Bluegill fishing in summer is a great way to practice your cast AND get something to set the hook on and fight. It helped get me ready for flyrodding in Norway, that is for certain!

It looks like Gander Mtn has a great fly-tying section, and I am sure I will spend quite a few hours looking there and quite a few evenings getting better at this interest.

Here are some great sites I used last year to get acquainted with fly tying:
www.flyanglersonline.com www.flytyingforum.com www.danica.com/flytier . Most of them are still over my head, but the FAOL site has a great beginner's set of pages, and FTF has a lot of helpful people too!


----------



## falconer_3 (Apr 10, 2003)

NJ- It's been a while since I've been on here, but I think that a fly swap would be a great idea. The bis club did one last winter and it was a blast.


----------



## njsimonson (Sep 24, 2002)

Falconer -

Can you get me some contact info for the Bismarck Club?

Thanks, and great to see my ND flytying buddy back on the boards!


----------



## smalls (Sep 9, 2003)

It's funny you mention FAOL nj. I have actually gotten to know Al Campbell a little. It is a great site especially for the beginner.

I am actually looking at vises right now. I think I am going to order an HMH spartan rotary. I would definitely be willing to participate in a swap once I get tying.

I also did really well with the pheasant tail nymphs this summer. Foam and hair poppers were my most consistent fly though.


----------



## TVernon (Nov 4, 2004)

Hello,
I just moved to Grand Forks from Utah. I taught fly-tying and fly-fishing classes. Keep me posted on what you guys do. I won't be into a house till the 1st of Dec, so I won't be able to unpack my tying stuff till then. I have been fishing for trout all my life. I would love to get together and trade patterns or flies. I still need to find places to fish out here. Maybe we could head out to Utah!!! and chase big browns and cutts!!
Take Care,
Travis


----------



## mr.trooper (Aug 3, 2004)

I alwse use my own hand made lures! even for bass and pan fish! one of these days i may even catch something with them! :lol:


----------



## Whelen35 (Mar 9, 2004)

Travis,
There is some good fishing very close to here that is not heavely fished. What brings you up this way? I lived in Idaho for two years after school, and now 17 years later, I sometimes wonder why I came back. Much closer and very good fishing can be sound in SE Minnesota, or the Black Hills for trout. It would be fun to get a few of the trout fishers together this winter and plann some trips together. It would be a great learning time for everyone.


----------



## njsimonson (Sep 24, 2002)

TVernon -

Welcome to the area. Although the trout fishing isn't what you'd be used to in your area, the Turtle River near GF will provide you with an area to practice your cast on stocked rainbow trout each summer. I have more posted on a thread in this section of the website, so dig around!

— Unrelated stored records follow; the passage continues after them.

PR #7734, opened 2026-04-01
feat: payref tracking

SWvheerden:
Description
---
Add historical payref tracking

### DIFF
--- a/base_layer/wallet/src/transaction_service/storage/sqlite_db.rs
+++ b/base_layer/wallet/src/transaction_service/storage/sqlite_db.rs
@@ -29,11 +29,14 @@ use chacha20poly1305::XChaCha20Poly1305;
 use chrono::{DateTime, NaiveDateTime, Utc};
 use diesel::{prelude::*, result::Error as DieselError};
 use log::*;
-use tari_common_sqlite::{sqlite_connection_pool::PooledDbConnection, util::diesel_ext::ExpectedRowsExtension};
+use tari_common_sqlite::{
+    sqlite_connection_pool::PooledDbConnection,
+    util::{diesel_ext::ExpectedRowsExtension, retry::retry_db},
+};
 use tari_common_types::{
     burn_proof::{EncodedMerkleProof, PartialBurnClaimProof},
     encryption::{Encryptable, decrypt_bytes_integral_nonce, encrypt_bytes_integral_nonce},
-    payment_reference::generate_payment_reference,
+    payment_reference::{PaymentReference, generate_payment_reference},
     tari_address::TariAddress,
     transaction::{
         LegacyTransactionStatus,
@@ -55,7 +58,14 @@ use zeroize::Zeroize;
 
 use crate::{
     schema,
-    schema::{completed_transactions, inbound_transactions, outbound_transactions, payrefs, scanned_blocks},
+    schema::{
+        completed_transactions,
+        inbound_transactions,
+        outbound_transactions,
+        payref_history,
+        payrefs,
+        scanned_blocks,
+    },
     storage::{
         serializers,
         serializers::bincode_decode,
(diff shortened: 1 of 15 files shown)


brianp (dismissed):
Looks good. Clean refactoring with `completed_tx_to_transaction_info`, migration and indexes are solid, tests cover the key paths.

A few things worth considering:

1. **`retry_db` uses `thread::sleep`** which blocks the tokio runtime since these DB methods are called from async contexts without `spawn_blocking`. With 10 retries and up to 5s backoff, worst case stalls all async tasks on that thread for a while. Might want to cap it tighter or move callers to a blocking thread.

2. **Payref archival in `process_reorg` isn't wrapped in a transaction.** If it fails mid-loop, some payrefs get archived and others don't. A crash + retry could also duplicate history entries. Worth wrapping in `conn.transaction()`.

3. **`as` casts between `i64`/`u64` for `tx_id`** silently wrap on negative values. `TryFrom` would be safer for the new code paths.

None of these are blockers but 1 and 2 could bite in production under load or during actual reorgs.

common_sqlite/src/util/retry.rs
```diff
@@ -0,0 +1,94 @@
...
+                        );
+                    }
+                    return Err(e);
+                }
+                warn!(
+                    target: LOG_TARGET,
+                    "{}: database is locked (attempt {}/{}), retrying in {:?}",
+                    op_name,
+                    attempt + 1,
+                    DEFAULT_MAX_RETRIES,
```
brianp, line 85: `thread::sleep` here blocks the tokio runtime since callers like `update_mined_height` and `short_term_encumber_outputs` run in async contexts without `spawn_blocking`. With 10 retries and 5s max backoff, this could stall all async tasks on that thread.

base_layer/wallet/src/transaction_service/storage/sqlite_db.rs
```diff
@@ -1430,7 +1486,16 @@ impl TransactionBackend for TransactionServiceSqliteDatabase {
...
             .load::<i64>(&mut conn)?;
         for tx_id in &tx_ids {
-            CompletedTransactionSql::set_as_unmined((*tx_id as u64).into(), &mut conn)?;
+            // Archive existing payrefs to history before unmining (for reorg tracking).
+            // This is done here rather than in set_as_unmined because set_as_unmined is also
+            // called during normal validation (not just reorgs), and the extra DB operations
+            // would cause lock contention under high load.
+            let tx_id_typed = TxId::from(*tx_id as u64);
+            let existing_payrefs = PayrefSql::find_all_by_tx_id(tx_id_typed, &mut conn)?;
+            for pr in &existing_payrefs {
```
brianp: This archive + unmined loop isn't wrapped in a `conn.transaction()`. If it fails partway through, some payrefs get archived and others don't. A retry would also duplicate history entries since `archive_from_payref` has no conflict handling.

base_layer/wallet/src/transaction_service/storage/sqlite_db.rs
```diff
@@ -1430,7 +1486,16 @@ impl TransactionBackend for TransactionServiceSqliteDatabase {
             .filter(completed_transactions::mined_height.ge(reorg_height as i64))
             .load::<i64>(&mut conn)?;
         for tx_id in &tx_ids {
-            CompletedTransactionSql::set_as_unmined((*tx_id as u64).into(), &mut conn)?;
+            // Archive existing payrefs to history before unmining (for reorg tracking).
+            // This is done here rather than in set_as_unmined because set_as_unmined is also
+            // called during normal validation (not just reorgs), and the extra DB operations
```
brianp: `*tx_id as u64` silently wraps negative values. `TryFrom` would be safer here.

brianp (dismissed):

base_layer/wallet/src/transaction_service/storage/sqlite_db.rs
SWvheerden: Its definatly happening but thats fine, otherwise we would get invalid tx_ids, as we do wrap them into negative. 
But we also unwrap them again before using, so it goes negative i64 to positive u64 again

There are also several other ponds and dams stocked with trout throughout the state. Go to www.discovernd.com/gnf for more information on what fish cna be found where!

I may open up a fly swap on this board in a month or two, probably AFTER Christmas and pheasant season have passed. So tell some of your friends who may not be familiar with the site to check it out, and perhaps we can put a swap together soon!

Tight threads!


----------



## TVernon (Nov 4, 2004)

Whelen35,
I came here with my wife while she finishes school at UND. I fished ID quite a bit. I used to trade flyfishing lessons with a guy in Boise for decoy carving lessons. We would carve all morning and then fish till dark every day. Gods country up there for sure. Anybody out here fish for pike & musky on the fly? I have landed them in Wisconsin but not sure what guys do here. I tried to catfish the red today but had my butt handed to me. Oh well at least I was on the river. Keep in touch for sure. My email is [email protected]
Travis


----------



## falconer_3 (Apr 10, 2003)

Hey NJ- Sorry it took so long but I've been busy. All the info you'll ever need is on mvffclub.com great site.


----------



## njsimonson (Sep 24, 2002)

Yeah, I'm there. I see one can get a free membership for one year. I think I may try it out!


----------



## Aythya (Oct 23, 2004)

I have tied for years and tie patterns for many species including trout, pike, panfish and carp. I am a member of the Missouri Valley Fly Fishers club in Bismarck/Mandan and invite anyone interested to check out our web site, mvffclub.org. Our next club meeting is Saturday December 4 and info on when and where should be posted on our web site. If you are interested in fly fishing and fly tying contact one of our members for more info and come to our meetings. You don't need to have any experience at all to come to the meetings and we strongly encourage beginners to come check us out. Send me a PM if you want more info.


----------



## DCOYNUT (Nov 27, 2003)

If anyone shot an elk or deer last year and still has a hide i would be glad to buy it! I know its unlikely this time of year but if someone has one tucked in the garage freezer i would love to have it for tying material!

DCOYNUT


----------



## qwakwhaker883 (Jan 19, 2005)

I don't tie flies, but I do tie bucktail jigs for walleyes.


----------



## Whelen35 (Mar 9, 2004)

Tvernon,
e-mail me at [email protected] and I will get you into some big cats on the red this summer, and possibly some nice eyes in the late fall.


----------